4.3 Levels of Care (LOCs) [38,39,40,41]

4.3.1 Level of Care III (Highest)

LOC III represents patients with multiple (two or more) acute vital organ failure of an immediate life-threatening character. These patients depend on pharmacological as well as device-related organ support such as hemodynamic support, respiratory assistance, or renal replacement therapy.

4.3.2 Level of Care II

LOC II represents patients requiring monitoring and pharmacological and/or device-related support (e.g., hemodynamic support, respiratory assistance, renal replacement therapy) of only one acutely failing vital organ system with a life-threatening character.

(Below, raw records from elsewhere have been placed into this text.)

PR #8163, opened 2022-01-30
wallet inits cache if file and blob missing

woodser:


woodser:
Same as #8123 merged to master

selsta (approved):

4.3.3 Level of Care I (Lowest)

LOC I patients experience signs of organ dysfunction necessitating continuous monitoring and minor pharmacological or device-related support. These patients are at risk of developing one or more acute organ failures. This category includes patients recovering from one or more acute vital organ failures but whose condition is too unstable or when the nursing workload is too high/complex to be managed on a regular ward (Tables 18.318.5).

Table 18.5 Nursing workload and clinical pathways
Table 18.6 LOC and suggested nurse-to-patient ratio

For these different LOCs, the following minimum nurse-to-patient ratios are considered to be appropriate (table 18.6) [34]:

5 Conclusions

The endless improvements of hospital strategies in order to provide the highest cost-effective quality of care in the intensive care setting justify the use of evaluating tools for NW supporting the management in the allotment process of limited resources. The aim of this literature’s review was to identify the available tools and describe the key factors of NW concept.

The NAS appears to be a precise tool for this task according to several studies [14, 19], although others [16, 23] have underpinned limitations related to misinterpretations of several items that affect feasibility and reliability to describe nursing work inside ICUs.

Data available from the last 6 years have pointed out a lack of knowledge about the intensity of nursing workload. Crucial factors able to affect NW are related to the severity of illness (e.g., respiratory distress), advanced therapies (e.g., ECMO support-advanced ventilatory strategies), and ICU LOS. Further investigations are needed to reinforce scientific evidence and longitudinal data analysis desirable in order to evaluate potential changes about determinant factors. Nearly 100% of this data review were performed inside ICUs; therefore, enhancing the use of NAS in different aspects of critical care fields appears as mandatory.

The regular daily use of NAS, especially for ICUs with eight or more bed spaces, is able to match the proper LOC, and then it becomes possible to match the variable nurse staffing requirements, modifying the nurse-to-patient ratio based on a proper evaluation of NW.

Take-Home Messages

  • NAS has been applied in clinical settings in various types of ICUs.

  • The NAS tool is a valuable tool, and its pervasiveness and degree of implementation worldwide indicate its relevance.

  • The analysis of the results indicates that NAS was used to test several variables that fall into the structure category (mainly age, sex, and severity of illness), but few variables are related to process.

  • With regard to outcome, the most frequently tested variables were mortality and LOS, which are not nurse-sensitive outcomes.